US lawmakers oppose arms sale to Pakistan


WASHINGTON, D.C. (Hindustan Times): US lawmakers on Wednesday used very strong language to oppose the sale of armament to Pakistan, arguing it cannot be trusted because of its continued support for terrorism.

One lawmaker called the country a “snitch” in the context of why the US didn’t inform Pakistan before the raid that killed Osama bin Laden in Abbottabad in May 2011.

Another member called Pakistan a “Benedict Arnold” ally, referencing an American general who switched sides during the War of Independence to join the British.

They were at a hearing of the US House of Representatives’ foreign affairs committee called to review counter-terrorism ties with Pakistan in the light of the San Bernardino shootings. Tashfeen Malik and her husband Syed Rizwan Farook, both of Pakistani origin, shot and killed 14 people in the attack.

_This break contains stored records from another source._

PR #294, opened 2021-08-27
WIP add a hook to remove the bouncycastle libraries when they are coming from the JVM

jtnord:
Add a hook that can optionally remove the bouncycastle jars when they are provided by the JDK environment.


raul-arabaolaza:
This is being actively tested in some proprietary jobs

jtnord:
given the ability to rewrite the pom (and effectivly remove / add dependencies has been removed this would need to be implemented in the maven-hpi plugin which seems like the wrong place.

Needs some more thought

PR #344, opened 2022-01-30
Hack for io.jenkins.configuration-as-code:test-harness

timja:
- Hack for io.jenkins.configuration-as-code:test-harness
- Handle new JEP-229 versioning
- Remove broken powermock test

alternate to https://github.com/jenkinsci/plugin-compat-tester/pull/343

### DIFF
--- a/plugins-compat-tester/src/main/java/org/jenkins/tools/test/PluginCompatTester.java
+++ b/plugins-compat-tester/src/main/java/org/jenkins/tools/test/PluginCompatTester.java
@@ -123,7 +123,7 @@ public class PluginCompatTester {
     private static final String DEFAULT_SOURCE_ID = "default";
 
     /** First version with new parent POM. */
-    public static final String JENKINS_CORE_FILE_REGEX = "WEB-INF/lib/jenkins-core-([0-9.]+(?:-[0-9a-f.]+)*(?:-(?i)([a-z]+)(-)?([0-9a-f.]+)?)?(?:-(?i)([a-z]+)(-)?([0-9a-f.]+)?)?(?:-SNAPSHOT)?)[.]jar";
+    public static final String JENKINS_CORE_FILE_REGEX = "WEB-INF/lib/jenkins-core-([0-9.]+(?:-[0-9a-f.]+)*(?:-(?i)([a-z]+)(-)?([0-9a-f.]+)?)?(?:-(?i)([a-z]+)(-)?([0-9a-f_.]+)?)?(?:-SNAPSHOT)?)[.]jar";
 
     private PluginCompatTesterConfig config;
     private final ExternalMavenRunner runner;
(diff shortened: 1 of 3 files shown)


plugins-compat-tester/src/main/java/org/jenkins/tools/test/PluginCompatTester.java
```diff
@@ -1016,6 +1016,12 @@ private void addSplitPluginDependencies(String thisPlugin, MavenRunner.Config mc
             toAddTest = difference(pluginDeps, toAddTest);
             toAddTest = difference(toAdd, toAddTest);
 
+            if (toReplaceTest.containsKey("configuration-as-code")) {
```
raul-arabaolaza, line 1019: Given this is a special case, wouldn't it be better to use a hook instead of hacking the default logic? TBH I am missing the context so whatever you believe is better. The hook approach means easier code but at the same time is harder to follow what is happening unless you are aware of the PCT hook mechanism. No feeling strongly to push for it if you prefer this way

raul-arabaolaza (approved):
I personally prefer to have a hook instead of adding special cases to default logic but I do not feel strongly enough about it.

plugins-compat-tester/src/main/java/org/jenkins/tools/test/PluginCompatTester.java
timja: unsure, this isn't really for merge it's a continuation of https://github.com/jenkinsci/plugin-compat-tester/pull/276

Which just has https://github.com/jenkinsci/plugin-compat-tester/pull/344/commits/7269bed14a6d0647dd0631dafcaaebb105a0c348 applied on top of it

Integration tests fail I think because the tests need to be updated to use newer configuration as code as it's trying to always add the test harness but the test harness doesn't exist on the old version pinned in the config here.

And can't merge master in because https://github.com/jenkinsci/plugin-compat-tester/pull/299 breaks bom quite badly.

A number of `InjectedTest` fail in bom and we're okay with that, but that PR 'correctly' catches that there was an error in test startup

jglick: > A number of `InjectedTest` fail in bom and we're okay with that

https://github.com/jenkinsci/bom/pull/341 you mean?

jglick: (note comment in https://github.com/jenkinsci/bom/pull/610)

timja: > > A number of `InjectedTest` fail in bom and we're okay with that
> 
> [jenkinsci/bom#341](https://github.com/jenkinsci/bom/pull/341) you mean?

Yes

jglick:
Presumed obsolete after https://github.com/jenkinsci/bom/pull/1336.

PR #346, opened 2022-02-07
Test a non-bundled plugin using localCheckout

amuniz:
This allows to run the PCT on a plugin which is not bundled in the
war, not in an Update Center and not coming from a BOM (those are the 3
possible cases implemented until now).

There are 2 uses cases for this:
1. Run the PCT on a plugin which is still under development
2. Run the PCT on a plugin which is released but not bundled in the war
and not in the UC (because its code is not open source)

### DIFF
--- a/plugins-compat-tester/src/main/java/org/jenkins/tools/test/PluginCompatTester.java
+++ b/plugins-compat-tester/src/main/java/org/jenkins/tools/test/PluginCompatTester.java
@@ -231,6 +231,19 @@ public class PluginCompatTester {
             throw new IOException("List of plugins to check is empty, it is not possible to run PCT");
         }
 
+        // if there is only one plugin and it's not already resolved (not in the war, not in a bom and not in an update center)
+        // and there is a local checkout available then it needs to be added to the plugins to check
+        if (onlyOnePluginIncluded() && localCheckoutProvided() && !pluginsToCheck.containsKey(config.getIncludePlugins().get(0))) {
+            String artifactId = config.getIncludePlugins().get(0);
+            try {
+                Plugin extracted = extractFromLocalCheckout();
+                pluginsToCheck.put(artifactId, extracted);
+            } catch (PluginSourcesUnavailableException e) {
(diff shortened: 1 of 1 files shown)


imonteroperez (approved):

plugins-compat-tester/src/main/java/org/jenkins/tools/test/PluginCompatTester.java
```diff
@@ -231,6 +231,19 @@ public PluginCompatReport testPlugins()
...
 
+        // if there is only one plugin and it's not already resolved (not in the war, not in a bom and not in an update center)
+        // and there is a local checkout available then it needs to be added to the plugins to check
+        if (onlyOnePluginIncluded() && localCheckoutProvided() && !pluginsToCheck.containsKey(config.getIncludePlugins().get(0))) {
+            String artifactId = config.getIncludePlugins().get(0);
+            try {
+                Plugin extracted = extractFromLocalCheckout();
+                pluginsToCheck.put(artifactId, extracted);
+            } catch (PluginSourcesUnavailableException e) {
+                LOGGER.log(Level.SEVERE, String.format("Local checkout provided by plugin sources are not available. Cannot test plugin [%s]", artifactId));
```
amuniz, line 242:
```suggestion
                LOGGER.log(Level.SEVERE, String.format("Local checkout provided but plugin sources are not available. Cannot test plugin [%s]", artifactId));
```

jglick (commented):
Sounds OK. Tested in context?

jglick:
There is a `src/it/` BTW. Do not recall how hard it is to add new ITs.

amuniz:
I spent some time looking at how to add a test, but I don't really understand how those tests are written, it seems pretty ad-hoc. If someone that knows this gives me a hint I can give it a try. Otherwise, I don't think I'll be able to write a test and would consider this PR ready on my side.

jglick (approved):
Sounds OK if it has been manually verified.

amuniz:
> if it has been manually verified.

Yes, I did.

PR #444, opened 2023-02-07
Remove `-testJDKHome` argument

basil:
This seems to be used by proprietary code but only seems to set the `jvm` Maven property and I could not find any documentation regarding what that actually does. Regardless it seems cleaner to dispense with this option and just have consumers set `JAVA_HOME` which is what the `mvn` command uses to determine which version of Java to run.

### DIFF
--- a/src/main/java/org/jenkins/tools/test/model/PluginCompatTesterConfig.java
+++ b/src/main/java/org/jenkins/tools/test/model/PluginCompatTesterConfig.java
@@ -38,9 +38,7 @@ import java.util.HashMap;
 import java.util.List;
 import java.util.Map;
 import java.util.Properties;
-import java.util.logging.Level;
 import java.util.logging.Logger;
-import org.jenkins.tools.test.util.StreamGobbler;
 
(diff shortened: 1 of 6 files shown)


src/main/java/org/jenkins/tools/test/model/PluginCompatTesterConfig.java
```diff
@@ -219,108 +209,9 @@ public Map<String, String> retrieveMavenProperties() throws IOException {
...
-        return new File(testJDKHome, "bin/java").getAbsolutePath();
-    }
-
-    /**
-     * Gets the Java version used for testing, using the binary path to the <code>java</code>
-     * command.
-     *
-     * @return a string identifying the jvm in use
-     */
-    public String getTestJavaVersion() throws IOException {
```
basil, line 262: Was only ever used to populate a value in an XML report that nobody ever looked at.

imonteroperez (approved):

jtnord (approved):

“I doubt that anyone who follows Pakistan closely was surprised to learn that one of the San Bernardino attackers — Tashfeen Malik — studied at a Pakistani school spreading a particularly fundamentalist message,” committee chairman Ed Royce said in his opening remarks.

Announcing the hearing last week, the committee said it would look at US aid to Pakistan — $30 billion since September 11, 2001, according to a lawmaker.

The Obama administration proposes to sell eight new F-16 jets to Pakistan — each worth an estimated $165 million — and is due to formally notify Congress about it any day now.

Ted Poe, a Republican member of the House of Representatives, opposed the sale at the hearing, saying Pakistan had scrambled its F-16s after the Abbottabad raid.

A raid, Poe said, about which the US did not give Pakistan an advance warning, as they would “snitch us off and Osama bin Laden would have left.”

“We need to be very concerned about providing armaments for Pakistan who seems to play all the sides,” he added.

Dana Rohrabacher, another Republican member of the House used Benedict Arnold to portray Pakistan as an untrustworthy ally completely undeserving of American aid.

“The clique that runs that country is treating us like suckers and they should,” he said, “because . . . we are giving people money who have continually involved themselves in acts harmful” to the US.

The lawmakers expressed concern about Pakistan’s nuclear arsenal, which is expected to become the world’s third largest by 2025, according to a recent study.